Feasibility study on distributed simulations of BGP

TL;DR

This paper investigates the feasibility of extending a large-scale distributed simulation platform, DRMSim, to support BGP routing protocol simulations on Internet-sized topologies, analyzing communication overhead and performance implications.

Contribution

It proposes a distributed extension of DRMSim for simulating BGP on large topologies and evaluates the communication overhead and performance feasibility.

Findings

Distributed simulation of BGP is feasible with manageable overhead.

Partitioning strategies impact communication costs significantly.

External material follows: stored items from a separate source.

Issue #223, opened 2015-01-06
"Please select start date"


magnolia61:
Today I did a clean install of the bleeding dev_pp code with the 4 changes as of jan 6th.
I get asked to enter the start date so something seem unstable there and the hidden field doesn;t get filled. I do not know what causes this or where to look for a solution.

I completely uninstalled civisepa, removing files, cleaning cache both from drupal and civicrm.

systopia:
@magnolia61 This is a problem with CiviCRM 4.5, which is not yet supported by that particular branch. However, we're working on this right now and it should be fixed when we merge it back into master by the end of the week.

nikobo:
This issue should be fixed for CiviCRM 4.4.x with 5b3b526e6a

magnolia61:
After todays commite in de the dev_pp branch the hidden start date functions ok.

magnolia61:
Hi @nikobo , do you remember what line actually fixed the empty hidden start_date field for 4.5. In 4.6 the field is empty again. Browsing through the code in SDD.php and SDD.tpl a cannot figure out which line is responsible for setting the hidden field to todays date. Can you help me bugtrace this one?

systopia:
@nikobo Could you verify this?

nikobo:
Sorry for the late reply. I didn't notice this ticket until now. The problem here is that quickform assigns a partially randomized name for the start_date-field. You can view a possible solution in the referenced commit/PR.

systopia:
@magnolia61 Could you please confirm with the current ``master``, that Niko's PR (https://github.com/Project60/org.project60.sepa/pull/273) works for you?

magnolia61:
i gladly confirm that the start-date is working correctly with the current master, Nikoś PR and civicrm 4.6.3 ;-)

systopia:
Great, thank you!

PR #273, opened 2015-05-20
fix for #223

nikobo:
- works with 4.5
- works with 4.6


systopia:
also seems to work with 4.4.11

PR #276, opened 2015-05-22
payment processor should not ignore cycle_day parameter

### LINKED ISSUE #274: Cycle days are not correctly considered when using SEPA-Payment processor for recurring contributions
If you enter a recurring contribution on a contribution page, the sepa-payment processor is supposed to derive the earliest possible cycle day for all payments from the creditor's batching settings (considering the notice day and cycle day settings).

However, this does not seem to work, at least for 4.6.x. I created a recurring contribution which should have gotten the 5th as a cycling day (which was also displayed on the confirmation page). However the collection day of the recurring contribution was set to the 1st.

nikobo:
This should fix #274. Compatible with 4.4.11 - 4.6.


systopia:
seems to work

Expected additional simulation time remains acceptable for large topologies.

Abstract

The Autonomous System (AS)-level topology of the Internet that currently comprises 40k ASs, is growing at a rate of about 10% per year. In these conditions, Border Gateway Protocol (BGP), the inter-domain routing protocol of the Internet starts to show its limits, among others in terms of the number of routing table entries it can dynamically process and control. To overcome this challenging situation, the design but also the evaluation of alternative dynamic routing models and their comparison with BGP shall be performed by means of simulation. For this purpose, DRMSim, a Dynamic Routing Model Simulator, was developed that provides the means for large-scale simulations of various routing models including BGP. By means of this discrete-event simulator, execution of path-vector routing, e.g. BGP, and other compact routing models have been successfully performed on network topologies comprising more than ten thousand (abstract) nodes. However, to simulate dynamic routing schemes like BGP, DRMSim needs enhancements to support current Internet size (40k ASs) and even more by considering its evolution (up to 100k ASs). This paper proposes a feasibility study of the extension of DRMSim so as to support the Distributed Parallel Discrete Event paradigm. We first detail the possible distribution models and their associated communication overhead. Then, we analyze the communication overhead of such a distributed simulator by executing BGP on a partitioned topology according to different scenarios. Finally, we conclude on the feasibility of such a simulator by computing the expected additional time required by a distributed simulation of BGP compared to its sequential simulation.